» **EXERCISE**:
Among the records that follow, find the line with "### For core/new feature PR" and the line with "contributors (see AUTHORS.md).". Set down those lines and all lines between them exactly, without adding anything.

[PROVIDED ENTRIES Boundary: Start]

PR #1853, opened 2024-04-26
Cleanup cc stubs: ccMenuCallback => menuCallback

aismann:
## Describe your changes

Rename ax::ccMenuCallback to ax::menuCallback

### For each PR
       
   Optional:
          
### For core/new feature PR

### DIFF
--- a/core/2d/MenuItem.cpp
+++ b/core/2d/MenuItem.cpp
@@ -4,6 +4,7 @@ Copyright (c) 2010-2012 cocos2d-x.org
 Copyright (c) 2011      Zynga Inc.
 Copyright (c) 2013-2016 Chukong Technologies Inc.
 Copyright (c) 2017-2018 Xiamen Yaji Software Co., Ltd.
+Copyright (c) 2019-present Axmol Engine contributors (see AUTHORS.md).
 
 https://axmolengine.github.io/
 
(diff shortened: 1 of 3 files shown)


core/2d/MenuItem.cpp
```diff
@@ -148,7 +149,7 @@ void MenuItemLabel::setLabel(Node* var)
     _label = var;
 }
 
-MenuItemLabel* MenuItemLabel::create(Node* label, const ccMenuCallback& callback)
+MenuItemLabel* MenuItemLabel::create(Node* label, const menuCallback& callback)
```
halx99, line 152: the type shoud starts with uppercase

TyelorD: Even though menuCallback is just a typedef alias for `std::function<void(Ref*)>`?

halx99: maybe use common callback is better

halx99: maybe: InputCallback

aismann: There be 3 same typedef
image
What is your proposal?

smilediver: I vote for just getting rid of `cc` prefix, ie leave `MenuCallback`, `WidgetClickCallback`, etc.

aismann:
I closed it. need a deeper look

PR #1859, opened 2024-04-27
Add ability to create console apps

smilediver:
This PR has two changes:

* It adds `CONSOLE` option to the `ax_setup_app_config()` function to allow creating console apps that use Axmol.
* And a small change to `1k/build.ps1` to print out what CMake command is run when building.


halx99:
entrypoint will missing when build as console app

smilediver:
I'm aware of this, but I think if someone will use this option, then he knows what he is doing and it will be an easy fix. And I don't know of a simple way to solve this.

rh101:
> I'm aware of this, but I think if someone will use this option, then he knows what he is doing and it will be an easy fix. And I don't know of a simple way to solve this.

What about adding a `AX_CONSOLE_APP` definition or similar in cmake, via [add_compile_definition](https://cmake.org/cmake/help/latest/command/add_compile_definitions.html#command:add_compile_definitions), that you can check for in the code, and have the correct main function used in `proj.win32/main.cpp` and `main.h` as a result?

```
#if defined(AX_CONSOLE_APP)
int main()
#else
int WINAPI _tWinMain(HINSTANCE hInstance, HINSTANCE hPrevInstance, LPTSTR lpCmdLine, int nCmdShow)
#endif
{
...
}
```

halx99:
> > I'm aware of this, but I think if someone will use this option, then he knows what he is doing and it will be an easy fix. And I don't know of a simple way to solve this.
>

[PROVIDED ENTRIES Boundary: End]

» **RESPONSE BOX**:
### For core/new feature PR

### DIFF
--- a/core/2d/MenuItem.cpp
+++ b/core/2d/MenuItem.cpp
@@ -4,6 +4,7 @@ Copyright (c) 2010-2012 cocos2d-x.org
 Copyright (c) 2011      Zynga Inc.
 Copyright (c) 2013-2016 Chukong Technologies Inc.
 Copyright (c) 2017-2018 Xiamen Yaji Software Co., Ltd.
+Copyright (c) 2019-present Axmol Engine contributors (see AUTHORS.md).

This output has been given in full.